If there are indeed elements of US-led geopolitical intrigue at work here (and admittedly this is largely speculation), they carry a serious risk of economic blowback: the oil price plunge appears to be bursting the bubble in high-yield, energy-related junk bonds that, along with rising oil production, helped fuel the American economic “recovery,” and it could result not just in layoffs throughout the energy industry but a contagion of fear in the banking sector. Thus the ultimate consequences of the price crash could include a global financial panic (John Michael Greer makes that case persuasively and, as always, quite entertainingly), though it is too soon to consider this as anything more than a possibility.

3. What will be the impacts for oil production?

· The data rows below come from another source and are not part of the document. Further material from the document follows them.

PR #448, opened 2022-05-26
don't need getBuffaloContext since we're not using gqlgen

Schparky:


docker-compose.yml
```diff
@@ -81,8 +81,6 @@ services:
     image: postgres:11.6
     volumes:
       - ./db-init.sh:/docker-entrypoint-initdb.d/db-init.sh
-    ports:
-      - "5432:5432"
```
Baggerone, line 85: It might be nice to leave this in here as a reminder, instead of having to figure out what the default port is.

Baggerone (approved):

docker-compose.yml
Schparky: It conflicts when you run two apps side-by-side.

PR #449, opened 2022-06-02
More policy ledger table work

Baggerone:


application/models/ledgerreport.go
```diff
@@ -274,6 +266,34 @@ func newMonthlyPolicyLedgerReport(tx *pop.Connection, lEntries *LedgerEntries, l
 	return nil
 }
 
+func validateMonthYearForReport(month, year int) error {
```
Schparky, line 269: Good improvement in date validation!

application/models/ledgerreport.go
```diff
@@ -287,6 +307,57 @@ func newAnnualPolicyLedgerReport(tx *pop.Connection, lEntries *LedgerEntries, lR
...
+
+	if err := validateMonthYearForReport(month, year); err != nil {
+		return api.LedgerTable{}, err
+	}
+
+	var ledgerEntries LedgerEntries
+	startDate := time.Date(year, time.Month(month), 1, 0, 0, 0, 0, time.UTC)
+	endDate := startDate.AddDate(0, 1, -1)
+
+	q := "policy_id = ? AND date_entered >= ? AND date_entered <= ?"
```
Schparky, line 321:
```suggestion
	const q = "policy_id = ? AND date_entered BETWEEN ? AND ?"
```

application/models/policy.go
```diff
@@ -517,6 +517,18 @@ func (p *Policy) calculateAnnualPremium(tx *pop.Connection) api.Currency {
 	return premium
 }
 
+func (p *Policy) currentCoverage(tx *pop.Connection) api.Currency {
```
Schparky, line 520: Maybe this could be `currentCoverageTotal` to make it more clear it's a total coverage amount.

application/models/claim.go
```diff
@@ -908,7 +910,7 @@ func ClaimsWithRecentStatusChanges(tx *pop.Connection) (api.RecentClaims, error)
 }
 
 // CreateLedgerEntry does nothing if the TotalPayout is zero
-func (c *Claim) CreateLedgerEntry(tx *pop.Connection) error {
+func (c *Claim) CreateLedgerEntry(tx *pop.Connection, statusBefore, statusAfter string) error {
```
Schparky, line 913: `statusAfter` is always "Approved"

application/models/item.go
```diff
@@ -966,7 +975,8 @@ func (i *Item) SetAccountablePerson(tx *pop.Connection, id uuid.UUID) error {
 }
 
 // CreateLedgerEntry creates a charge of at least $1
-func (i *Item) CreateLedgerEntry(tx *pop.Connection, entryType LedgerEntryType, amount api.Currency) error {
+func (i *Item) CreateLedgerEntry(
+	tx *pop.Connection, entryType LedgerEntryType, amount api.Currency, statusBefore, statusAfter string) error {
```
Schparky, line 979: `statusAfter` is always "Approved" if `entryType` is "New" or "Changed", and  "Inactive" if `entryType` is "Refund".

application/migrations/20220602112000_add_statuses_to_ledger_entries_table.up.fizz
```diff
@@ -0,0 +1,3 @@
+add_column("ledger_entries", "status_before", "string", {"default": ""})
+add_column("ledger_entries", "status_after", "string", {"default": ""})
```
Schparky, line 2: Since `status_after` is easily derived from `type` do we need a new database column?

application/migrations/20220602112000_add_statuses_to_ledger_entries_table.up.fizz
```diff
@@ -0,0 +1,3 @@
+add_column("ledger_entries", "status_before", "string", {"default": ""})
```
Schparky, line 1: `status_before` can mostly be derived from `type` since the state flow chart dictates what previous states are allowed. The only one that's not entirely deterministic is whether an item was auto-approved or not. @merchako what is the value in adding the "previous status" to the ledger report?

Schparky (changes requested):
Some minor tweaks, and some design questions for @merchako.

application/migrations/20220602112000_add_statuses_to_ledger_entries_table.up.fizz
```diff
@@ -0,0 +1,3 @@
...
+add_column("ledger_entries", "status_after", "string", {"default": ""})
+
```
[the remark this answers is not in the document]
Baggerone: Dropping that idea of adding the columns to the db table

application/actions/policies.go
```diff
@@ -255,6 +265,68 @@ func policiesLedgerReportCreate(c buffalo.Context) error {
...
+func policiesLedgerTableView(c buffalo.Context) error {
+	policy := getReferencedPolicyFromCtx(c)
+
+	m := c.Param(MonthParam)
+	month, err := strconv.Atoi(m)
+	if err != nil {
+		appErr := api.AppError{
+			HttpStatus: http.StatusBadRequest,
+			Key:        api.ErrorInvalidDate,
+			Message:    fmt.Sprintf("%s, %s, must be a number", MonthParam, m),
```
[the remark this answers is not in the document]
Baggerone: Isn't enough that the swagger docs say they are required and an error is returned if they're invalid?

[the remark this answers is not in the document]
Schparky: I may have imagined that qs params should be optional. Couldn't find anything in writing to that effect.

Schparky (approved):

application/actions/policies.go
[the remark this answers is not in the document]
Baggerone: With our using the Authz middleware, I avoid using extra path parameters. And, apparently GET endpoints shouldn't expect a `body`.

PR #486, opened 2023-02-22
fix deactivated by claim message

Schparky:
### Fixed
- Added "approved claim" to "Deactivated by " status change message

### DIFF
--- a/application/models/item.go
+++ b/application/models/item.go
@@ -394,7 +394,7 @@ func (i *Item) cancelCoverageAfterClaim(tx *pop.Connection, reason string) error
 
 	i.CoverageEndDate = nulls.NewTime(now)
 	i.CoverageStatus = api.ItemCoverageStatusInactive
-	i.StatusChange = ItemStatusChangeInactivated + "approved claim"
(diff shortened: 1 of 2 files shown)


application/models/item.go
```diff
@@ -394,7 +394,7 @@ func (i *Item) cancelCoverageAfterClaim(tx *pop.Connection, reason string) error
 
 	i.CoverageEndDate = nulls.NewTime(now)
 	i.CoverageStatus = api.ItemCoverageStatusInactive
-	i.StatusChange = ItemStatusChangeInactivated
+	i.StatusChange = ItemStatusChangeInactivated + "approved claim"
```
Baggerone, line 397: This would give "Deactivated by approved claim".

I wonder if it would be more quickly understood if it were "Deactivated by having a claim approved"
So, this would be ... `+ "having a claim approved"`

Baggerone (approved):
Feel free to adopt my suggestion or ignore it.

application/models/item.go
Schparky: Thanks. Until you made that suggestion, it hadn't occurred to me that this message is displayed on the UI.

PR #487, opened 2023-02-28
audit to find items that were incorrectly renewed

Schparky:


application/actions/audits.go
```diff
@@ -0,0 +1,91 @@
...
+	if err := items.FindItemsIncorrectlyRenewed(tx, date); err != nil {
+		return result, err
+	}
+
+	if len(items) > MaxResultSize {
+		err := errors.New("too many rows in the result set")
+		return result, api.NewAppError(err, api.ErrorTooManyRows, api.CategoryInternal)
+	}
+
+	result.Items = items.ConvertToAPI(tx)
```
hobbitronics, line 88: Are the Items here still "filtered" by `FindItemsIncorrectlyRenewed`? I am finding it a little hard to understand how this works since `FindItemsIncorrectlyRenewed` seem to mutate them.

Schparky: Yes. You're correct that `FindItemsIncorrectlyRenewed` mutates `items`. It starts as an empty list. We structure it that way to organize the code around objects...not truly object oriented but close.

hobbitronics (approved):
I'm happy to approve this although I haven't tested it yet (just starting on a UI to do so). Feel free to wait on merging if you prefer though.

Schparky:
@Baggerone have you looked at this? Don't want to discredit @hobbitronics as a reviewer, but it would be good to have a seasoned Gopher review it as well.

application/models/item.go
```diff
@@ -1109,3 +1110,16 @@ func (i *Item) NewHistory(ctx context.Context, action string, fieldUpdate FieldU
...
 	}
 }
+
+// FindItemsIncorrectlyRenewed locates any items that were incorrectly renewed for another year of coverage. These are
+// identified as items that are marked as paid through the year but have an earlier coverage_end_date.
+func (i *Items) FindItemsIncorrectlyRenewed(tx *pop.Connection, date time.Time) error {
+	year := date.Year()
+	firstDayOfYear := time.Date(year, 1, 1, 0, 0, 0, 0, time.UTC)
+
+	err := tx.Where("paid_through_year >= ?", year).Where("coverage_end_date < ?", firstDayOfYear).All(i)
```
Baggerone, line 1120: Would it be worth including the maxResultSize in the query?
I guess this is how you would do it.
https://gobuffalo.io/documentation/database/querying/#join-query

If so, maybe make the page size one more than maxResultSize, in order to make it easy to test whether we should return an error.

Baggerone (approved):

application/models/item.go
Schparky: Not sure if that helps much, but an interesting idea.

PR #490, opened 2023-03-06
Release 1.5.0

Schparky:
### Added
- Added `can_be_deleted` and `can_be_updated` properties to API items
- Added new endpoint, `POST /audits`, to find items that were incorrectly renewed
- Added new endpoint, `POST /repairs`, to repair policy items that were processed during an annual renewal but should not have been.

### Included
- #487 
- #488 
- #489


application/actions/audits.go
```diff
@@ -0,0 +1,91 @@
...
+
+	var result api.AuditResult
+	var items models.Items
+	if err := items.FindItemsIncorrectlyRenewed(tx, date); err != nil {
+		return result, err
+	}
+
+	if len(items) > MaxResultSize {
+		err := errors.New("too many rows in the result set")
+		return result, api.NewAppError(err, api.ErrorTooManyRows, api.CategoryInternal)
```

There’s actually some good news for the oil industry in all of this: costs of production will almost certainly decline during the next few months. Companies will cut expenses wherever they can (watch out, middle-level managers!). As drilling rigs are idled, rental costs for rigs will fall. Since the price of oil is an ingredient in the price of just about everything else, cheaper oil will reduce the costs of logistics and oil transport by rail and tanker. Producers will defer investments. Companies will focus only on the most productive, lowest-cost drilling locations, and this will again lower averaged industry costs. In short order, the industry will be advertising itself to investors as newly lean and mean. But the main underlying reason production costs were rising during the past decade—declining resource quality as older conventional oil reservoirs dry up—hasn’t gone away. And those most productive, lowest-cost drilling locations (also known as “sweet spots”) are limited in size and number.

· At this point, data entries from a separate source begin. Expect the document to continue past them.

PR #496, opened 2023-03-14
process policy renewal in a background job

Schparky:
### Changed
- Moved the annual policy renewal process into a background job
- Added const identifiers for "development", "test", and "staging"
### Fixed
- Moved the initialization of listeners and jobs inside the `if app == nil` statement so they don't run twice. That constructor is only called twice in the compiled binary, so we didn't see this in development.

### DIFF
--- a/application/job/job.go
+++ b/application/job/job.go
@@ -116,7 +116,6 @@ func Submit(jobType string, args map[string]any) error {
 	if domain.Env.GoEnv == domain.EnvTest {
 		return nil
 	}
-	time.Sleep(time.Second)
 	job := worker.Job{
 		Queue:   "default",
 		Args:    args,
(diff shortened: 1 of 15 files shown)


application/job/job.go
```diff
@@ -110,44 +111,26 @@ func mainHandler(args worker.Args) error {
...
-func resubmitInactivateJob() {
-	// Run twice a day, in case it errors out
-	delay := time.Hour * 12
-
-	// uncomment this in development, if you want it to run more often for debugging
-	// delay = time.Second * 10
-
-	if err := SubmitDelayed(InactivateItems, delay, map[string]any{}); err != nil {
-		domain.ErrLogger.Printf("error resubmitting inactivateItemsHandler: " + err.Error())
+	time.Sleep(time.Second)
```
Baggerone, line 119: Just checking if this is needed now, e.g. was it just for troubleshooting.

Baggerone (approved):

application/job/job.go
Schparky: Good catch, thanks.

PR #500, opened 2023-03-15
Release 1.6.0 - Annual renewal process improvements

Schparky:
### Changed
- Don't allow low coverage amount on an item, as a backup for browser-based validation.
- Process policy renewal in a background job so the API doesn't block while processing.

### Added
- Added an API endpoint to query the annual renewal status.

### Internal
- Catch errors and panics in job handler.
- Refactor job handler.
- Get a newer version of ga-event-tracker.

### Included
- #494
- #495 
- #496 
- #497 
- #498 
- #499


Baggerone (approved):
Approved as long as you have been able to test that the new job handling code works properly. :-)

Schparky:
> Approved as long as you have been able to test that the new job handling code works properly. :-)

Yes, it works!

PR #501, opened 2023-03-23
use new log package

Schparky:
### Added
- New `log` package, using hooks for both Rollbar and Sentry (for now)
- Commit hash logging

### Removed
- Removed old loggers: `domain.Logger` and `domain.ErrLogger`
- Removed `domain.LogErrorMessage` function


Baggerone (approved):
Thanks for all your work on this.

The industry is putting on a brave face, and for good reason. Companies in the shale patch need to look profitable in order to keep the value of their bonds from evaporating. Major oil companies largely stayed clear of involvement in the tight oil boom; nevertheless, low prices will force them to cut back on upstream investment as well. Drilling will not cease; it will merely contract (the number of new US oil and gas well permits issued in November fell by 40 percent from the previous month). Many companies have no choice but to continue pursuing projects to which they are already financially committed, so we won’t see substantial production declines for several months. Production from Canada’s tar sands will probably continue at its current pace, but will not expand since new projects will require an oil price at or higher than the current level in order to break even.

As analysis by David Hughes of Post Carbon Institute shows, even without the price crash production in the Bakken and Eagle Ford plays would have been expected to peak and begin a sharp decline within the next two or three years. The price crash can only hasten that inevitable inflection point.

How much and how fast will world oil production fall? Euan Mearns offers three scenarios; in the most likely of these (in his opinion) world production capacity will contract by about two million barrels per day over the next two years as a result of the price collapse.

We may be witnessing one of history’s little ironies: the historic commencement of an inevitable, overall, persistent decline of world liquid fuels production may be ushered in not by skyrocketing oil prices such as we saw in the 1970s or in 2008, but by a price crash that at least some pundits are spinning as the death of “peak oil.” Meanwhile, the economic and geopolitical perils of the unfolding oil price rout make expectations of business-as-usual for 2015 ring rather hollow.